__WORK REQUEST__
Using the data below, copy out all lines with the word "could".

__INFORMATION SUPPLIED__
PR #1049, opened 2024-05-22
Add receptorctl reload doc

thom-at-redhat:


matoval (approved):

docs/source/receptorctl/receptorctl_reload.rst
```diff
@@ -0,0 +1,24 @@
+------
+reload
+------
+
+.. contents::
+   :local:
+
+``receptorctl reload`` Reload configuration on the Receptor node to which it is connected.
```
oraNod:
```suggestion
``receptorctl reload`` reloads the Receptor configuration for the connected node.
```

oraNod: Just noticed we're being inconsistent with the capitalization in the description. Most of the docs are lower-case but version is an exception "Displays": https://github.com/ansible/receptor/blob/devel/docs/source/receptorctl/receptorctl_version.rst

oraNod (approved):

PR #1053, opened 2024-05-30
Fix Go action failures when artifact already exists

thom-at-redhat:


matoval (approved):

.github/workflows/reusable-nox.yml
```diff
@@ -17,7 +17,10 @@ on:
         description: Whether to perform go binary download.
         required: false
         default: false
-
+      go-version:
+        type: string
+        description: The Go version to use.
+        required: false
```
webknjaz, line 23: Since it's not `required: true`, I'd at least set a `default: unversioned` or smth.

PR #1064, opened 2024-06-11
Add receptorctl work results doc

thom-at-redhat:


docs/source/receptorctl/receptorctl_work_results.rst
```diff
@@ -0,0 +1,26 @@
+------------
+work results
+------------
+
+.. contents::
+   :local:
+
+``receptorctl work results`` Get results for previously or currently running unit(s) of work.
```
oraNod:
```suggestion
``receptorctl work results`` get results for completed, or currently running, units of work.
```

docs/source/receptorctl/receptorctl_work_results.rst
```diff
@@ -0,0 +1,26 @@
...
+.. code-block:: text
+
+  ss --listening --processes --unix 'src = unix:<socket_path>'
+  Netid         State          Recv-Q         Send-Q                   Local Address:Port                     Peer Address:Port        Process
+  u_str         LISTEN         0              4096                   /tmp/local.sock 38130170                            * 0            users:(("receptor",pid=3226769,fd=7))
+
+``ps -fp $(pidof receptor)``
+``lsof -p <pid>``
+
+``Unit ID`` is a unique identifier for a work unit (job).  When running the ``work results`` command, you should specify the ``Unit ID`` for the Receptor node to which you are connected.
```
oraNod:
```suggestion
``Unit ID`` is a unique identifier for a work unit (job). When running the ``work results`` command, you should specify the ``Unit ID`` for the Receptor node to which you are connected.
```

docs/source/receptorctl/receptorctl_work_results.rst
oraNod: I feel like "previous" and "currently running" are two separate things so adding commas makes the two things distinct. Conjoining with or implies something was "previously running" which is more ambiguous to the final state. Does that include failed or aborted jobs?

Using "completed" here might make it a bit more clear that the job ran in the past. If it is the case that the command returns results for failed or aborted jobs, maybe we could flip things and say "currently or no longer running units of work". Not sure if that is great though. The best way might be really explicit but more verbose. "successfully completed, failed, stopped, or currently running units of work"

thom-at-redhat: The last is the winner, thank you for suggesting it

docs/source/receptorctl/receptorctl_work_results.rst
```diff
@@ -0,0 +1,26 @@
+------------
+work results
+------------
+
+.. contents::
+   :local:
+
+``receptorctl work results`` Get results for successfully completed, failed, stopped, or currently running, units of work.
```
oraNod:
```suggestion
``receptorctl work results`` gets results for successfully completed, failed, stopped, or currently running, units of work.
```

oraNod (approved):

resoluteCoder (approved):

PR #1065, opened 2024-06-11
Add goleak test to test receptor with basic config

matoval:
Jira: https://issues.redhat.com/browse/AAP-16223

Add goleak test to test receptor with basic config

Added context done case to sendResult to resolve goroutine leak


AaronH88 (approved):
lgtm

PR #1069, opened 2024-06-14
add receptorctl work submit doc

thom-at-redhat:


docs/source/receptorctl/receptorctl_work_submit.rst
```diff
@@ -0,0 +1,39 @@
...
+  u_str         LISTEN         0              4096                   /tmp/local.sock 38130170                            * 0            users:(("receptor",pid=3226769,fd=7))
+
+``ps -fp $(pidof receptor)``
+``lsof -p <pid>``
+
+``WorkType`` is the execution request type for the work unit.
+
+``Command Parameters`` are parameters passed to the work command.
+
+``-a``, ``--param TEXT`` adds additional Receptor parameter in key=value format.
```
oraNod:
```suggestion
``-a``, ``--param TEXT`` adds additional Receptor parameter in key=value format.
```
```suggestion
``-a``, ``--param TEXT`` adds a Receptor parameter in key=value format.
```

oraNod: "adds additional" sounds like redundant language to me.

docs/source/receptorctl/receptorctl_work_submit.rst
```diff
@@ -0,0 +1,39 @@
...
+``-f``, ``--follow`` causes Receptorctl to remain attached to the job and print its results.
```
oraNod:
```suggestion
``-f``, ``--follow`` causes Receptorctl to remain attached to the job and print its results.
```
```suggestion
``-f``, ``--follow`` keeps Receptorctl attached to the job and displays the job results.
```

docs/source/receptorctl/receptorctl_work_submit.rst
```diff
@@ -0,0 +1,39 @@
...
+``-l``, ``--payload-literal TEXT`` uses the ``TEXT`` as the literal unit of work data.
```
oraNod:
```suggestion
``-l``, ``--payload-literal TEXT`` uses the ``TEXT`` as the literal unit of work data.
```
```suggestion
``-l``, ``--payload-literal <<TEXT>>`` uses the value of ``<<TEXT>>`` as the literal unit of work data.
```

docs/source/receptorctl/receptorctl_work_submit.rst
```diff
@@ -0,0 +1,39 @@
...
+``-n``, ``--no-payload`` sends an empty payload.
+``--node <<Node ID>>`` is the Receptor node to run the work on. It defaults to the local node.
```
oraNod:
```suggestion
``--node <<Node ID>>`` is the Receptor node to run the work on. It defaults to the local node.
```
```suggestion
``--node <<Node ID>>`` is the Receptor node on which the work runs. The default is the local node.
```

docs/source/receptorctl/receptorctl_work_submit.rst
```diff
@@ -0,0 +1,39 @@
...
+``-p``, ``--payload TEXT`` specifies the file containing unit of work data. Use - for stdin.
```
oraNod:
```suggestion
``-p``, ``--payload TEXT`` specifies the file containing unit of work data. Use - for stdin.
```
```suggestion
``-p``, ``--payload <<TEXT>>`` specifies the file that contains data for the unit of work. Specify ``-`` for standard input (stdin).
```

docs/source/receptorctl/receptorctl_work_submit.rst
```diff
@@ -0,0 +1,39 @@
...
+``--rm`` releases the work unit after completion.
+``--signwork`` digitally signs remote work submissions to stdout.
```
oraNod:
```suggestion
``--signwork`` digitally signs remote work submissions to stdout.
```
```suggestion
``--signwork`` digitally signs remote work submissions to standard output (stdout).
```

docs/source/receptorctl/receptorctl_work_submit.rst
```diff
@@ -0,0 +1,39 @@
...
+``--tls-client TEXT`` specifies the TLS client used when submitting work to a remote node.
```
oraNod:
```suggestion
``--tls-client TEXT`` specifies the TLS client used when submitting work to a remote node.
```
```suggestion
``--tls-client <<TEXT>>`` specifies the TLS client that submits work to a remote node.
```

docs/source/receptorctl/receptorctl_work_submit.rst
```diff
@@ -0,0 +1,39 @@
...
+``--ttl TEXT`` specifies the time to live until remote work must start, e.g. 1h20m30s or 30m10s.
```
oraNod:
```suggestion
``--ttl TEXT`` specifies the time to live until remote work must start, e.g. 1h20m30s or 30m10s.
```
```suggestion
``--ttl <<TEXT>>`` specifies the time to live (TTL) for remote work requests in ``##h##m##s`` format; for example ``1h20m30s`` or ``30m10s``.
```

oraNod: Assuming TTL here is the lifespan, what happens when that value gets exceeded? Does the request fail? Is there an error message somewhere?

docs/source/receptorctl/receptorctl_work_submit.rst
```diff
@@ -0,0 +1,39 @@
+-----------
+work submit
+-----------
+
+.. contents::
+   :local:
+
+``receptorctl work submit`` submits a new unit of work.
```
oraNod: Maybe it's a bit more wordy but I never like using the same word as the command option to describe what happens. What about?

"requests a Receptor node to run a unit of work."?

docs/source/receptorctl/receptorctl_work_submit.rst
oraNod: I'm being kind of lazy here and not setting things up to find out for myself - just going to ask the question. But does this add a new unit of work to a processing queue on the Receptor node?

If so, is there a way for users to find out what other work items are already in the queue and use that information to determine the best TTL value?

Also, does Receptor run jobs concurrently? Say there is a thread per job, what performance considerations are there?

docs/source/receptorctl/receptorctl_work_submit.rst
```diff
@@ -0,0 +1,39 @@
...
+.. code-block:: text
+
+  ss --listening --processes --unix 'src = unix:<socket_path>'
+  Netid         State          Recv-Q         Send-Q                   Local Address:Port                     Peer Address:Port        Process
+  u_str         LISTEN         0              4096                   /tmp/local.sock 38130170                            * 0            users:(("receptor",pid=3226769,fd=7))
+
+``ps -fp $(pidof receptor)``
+``lsof -p <pid>``
+
+``WorkType`` is the execution request type for the work unit.
```
oraNod: Another question here is what are the available request types? Are they enumerated somewhere or are they defined by the user?

docs/source/receptorctl/receptorctl_work_submit.rst
thom-at-redhat: > I'm being kind of lazy here and not setting things up to find out for myself - just going to ask the question. But does this add a new unit of work to a processing queue on the Receptor node?
Yes, it will add a new unit of work on the local node and a separate unit of work on the remote node.
> 
> If so, is there a way for users to find out what other work items are already in the queue and use that information to determine the best TTL value?
Yes for the other work items (receptorctl work list).

The TTL question is interesting but some work would need to be done to suggest an approach.
> 
> Also, does Receptor run jobs concurrently? Say there is a thread per job, what performance considerations are there?
Yes, Receptor runs jobs concurrently on each execution plane node.  Some work would need to be done to suggest approach for performance considerations.

docs/source/receptorctl/receptorctl_work_submit.rst
thom-at-redhat: the current work types for each Receptor execution plane node are returned by the receptorctl status command.

oraNod:
```suggestion
``WorkType`` specifies an execution request type for the work unit. Use the ``receptorctl status`` command to find available work types for Receptor nodes.
```

docs/source/receptorctl/receptorctl_work_submit.rst
```diff
@@ -0,0 +1,39 @@
...
+
+``Command Parameters`` are parameters passed to the work command.
```
oraNod:
```suggestion
``Command Parameters`` modify the requests that you send with the ``work`` command. The following are the available parameters:
```

oraNod: Not sure what happened but my previous suggestion seems to have been botched. Hopefully this new suggestion is good. I would def recommend introducing the list of parameters with something like "the following:" or "as follows:"

docs/source/receptorctl/receptorctl_work_submit.rst
```diff
@@ -0,0 +1,39 @@
...
+``-a``, ``--param <<KEY>>=<<VALUE>>`` adds a Receptor parameter in key=value format.
+``-f``, ``--follow`` keeps Receptorctl to remain attached to the job and displays the job results.
+``-l``, ``--payload-literal <<TEXT>>`` uses the value of ``<<TEXT>>`` as the literal unit of work data.
+``-n``, ``--no-payload`` sends an empty payload.
+``--node <<Node ID>>`` is the Receptor node on which the work runs. The default is the local node.
+``-p``, ``--payload <<TEXT>>`` specifies the file that contains data for the unit of work. Specify ``-`` for standard input (stdin).
+``--rm`` releases the work unit after completion.
+``--signwork`` digitally signs remote work submissions to standard output (stdout).
+``--tls-client <<TEXT>>`` specifies the TLS client that submits work to a remote node.
+``--ttl <<TEXT>>`` specifies the time to live (TTL) for remote work requests in ``##h##m##s`` format; for example ``1h20m30s`` or ``30m10s``.
```
oraNod:
```suggestion
``--ttl <<TEXT>>`` specifies the time to live (TTL) for remote work requests in ``##h##m##s`` format; for example ``1h20m30s`` or ``30m10s``. Use the ``receptorctl work list`` command to display units of work on Receptor nodes and determine appropriate TTL values.
```

docs/source/receptorctl/receptorctl_work_submit.rst
oraNod: Cool. Performance considerations are always tricky with things clustered across networks. There are so many factors that can impact performance.

It might be useful to give some general guidance like "do some evaluation in a test environment to get a feel for how long work units take to run under your specific conditions before you request work units in production". Maybe also something along the lines of "try to balance requests for units of work across Receptor nodes to ensure the workload is distributed as evenly as possible". Although that might be a bit too vague and come across as unhelpful in the docs. Finding the optimal number of work units per node really depends and is something users need to find for themselves - docs for that are well out of the scope of this PR so maybe we should just leave it. If you do want to have a stab at any of that stuff, I'm game.

thom-at-redhat: i would say leave it for now.  If needed, I would suggest a Performance doc

docs/source/receptorctl/receptorctl_work_submit.rst
thom-at-redhat: Please see https://ansible.readthedocs.io/projects/receptor/en/latest/user_guide/workceptor.html#runtime-parameters for how Command Parameters work.
They are distinct from the "Options" listed below.  The terms are confusingly similar and we may want to distinguish between Receptor-related parameters/options and worktype parameters.

oraNod: Can we change ``Command Parameters`` to ``Runtime Parameters`` here?

docs/source/receptorctl/receptorctl_work_submit.rst
```diff
@@ -0,0 +1,39 @@
...
+  Netid         State          Recv-Q         Send-Q                   Local Address:Port                     Peer Address:Port        Process
+  u_str         LISTEN         0              4096                   /tmp/local.sock 38130170                            * 0            users:(("receptor",pid=3226769,fd=7))
+
+``ps -fp $(pidof receptor)``
+``lsof -p <pid>``
+
+``WorkType`` specifies an execution request type for the work unit.  Use the ``receptorctl status`` command to find available work types for Receptor nodes.
+
+``Command Parameters`` are parameters passed to the work command.
+
```
oraNod, line 35: Maybe we could create a section here for the options to try and make it clear that these are different to the cmd parameters?

```
^^^^^^^^^^^^^^^^^^
Work submit options
^^^^^^^^^^^^^^^^^^

You can use the following options with the ``work submit`` command:
```

oraNod (approved):
LGTM. Thanks @thom-at-redhat

matoval (approved):

PR #1105, opened 2024-08-02
Add unit test for addr.go

matoval:
Add unit test for addr.go

Addr struct properties need to be public in order to create a test Addr struct outside of netceptor for this test.

### DIFF
--- a/pkg/netceptor/addr.go
+++ b/pkg/netceptor/addr.go
@@ -5,8 +5,8 @@ import "fmt"
 // Addr represents an endpoint address on the Netceptor network.
 type Addr struct {
 	network string
-	node       string
-	service    string
+	node    string
+	service string
 }
 
 // Network returns the network name.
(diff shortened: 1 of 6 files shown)


pkg/netceptor/addr.go
```diff
@@ -4,17 +4,17 @@ import "fmt"
 
 // Addr represents an endpoint address on the Netceptor network.
 type Addr struct {
-	network string
-	node    string
-	service string
+	NetworkStr string
```
AaronH88: Great work on this, can you quickly run through why the vars need to be exported please?

matoval: The vars need to be exported in order for netceptor_test to create an Addr with set vars for this test. The vars need to be set so that Network() and String() return values

AaronH88 (approved):
lgtm

PR #1335, opened 2025-06-09
Update to Golang 1.23.9

lranjbar:
Updates to Golang version 1.23.9.


.github/workflows/pull_request.yml
```diff
@@ -34,7 +34,7 @@ jobs:
     strategy:
       fail-fast: false
       matrix:
-        go-version: ["1.22"]
+        go-version: ["1.23"]
```
matoval: We should have both 1.22 and 1.23 here if we want to test both 1.22 and 1.23 in the PR checks

arrestle (approved):

matoval (approved):
lgtm

PR #1339, opened 2025-06-10
Remove unreachable code in workceptor/remote_work.go

lranjbar:
The variable `err` is always nil here because it is checked against `err != nil` on lines 347-351 and returned.

There is not another function populating `err` here. I think there was a Save() function that was called in the past but this is no longer called.


AaronH88 (approved):
LGTM

matoval (approved):
lgtm, this check was left behind in a previous PR

PR #1340, opened 2025-06-10
Remove fsnotify from TestMonitorLocalStatus

lranjbar:
This test is calling fsnotify mocks... so we should refactor this test. (or maybe even remove?)


PabloHiro (approved):
LGTM

AaronH88 (approved):
lgtm

PR #1342, opened 2025-06-13
Add get_sanitized_results function

davemulford:
This new function will print a warning and allow regular processing to continue. Warnings are printed under the following conditions.

- The work unit results string is empty.
- The work unit results string looks like JSON but doesn't parse correctly.
- The work unit results string is a mix of regular text and JSON fragments.

[AAP-47152](https://issues.redhat.com/browse/AAP-47152)

### DIFF
--- a/receptorctl/receptorctl/socket_interface.py
+++ b/receptorctl/receptorctl/socket_interface.py
@@ -19,11 +19,11 @@ def contains_json_like_fragments(s):
     """Determines if the input contains substrings that resemble JSON."""
 
     # Pattern to match balanced {...} or [...] in a rough and non-recursive way
-    object_pattern = r'({[^{}[\]]*})'
-    array_pattern = r'(\[[^\[\]{}]*\])'
+    object_pattern = r"({[^{}[\]]*})"
+    array_pattern = r"(\[[^\[\]{}]*\])"
 
     # Find all non-overlapping matches
-    matches = re.findall(f'{object_pattern}|{array_pattern}', s)
+    matches = re.findall(f"{object_pattern}|{array_pattern}", s)
 
     for match in matches:
         # match is a tuple because of regex alternation. Get the first non-empty match.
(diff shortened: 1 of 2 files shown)


receptorctl/receptorctl/socket_interface.py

__OUTPUT FOR THIS EXERCISE__
Using "completed" here might make it a bit more clear that the job ran in the past. If it is the case that the command returns results for failed or aborted jobs, maybe we could flip things and say "currently or no longer running units of work". Not sure if that is great though. The best way might be really explicit but more verbose. "successfully completed, failed, stopped, or currently running units of work"
oraNod, line 35: Maybe we could create a section here for the options to try and make it clear that these are different to the cmd parameters?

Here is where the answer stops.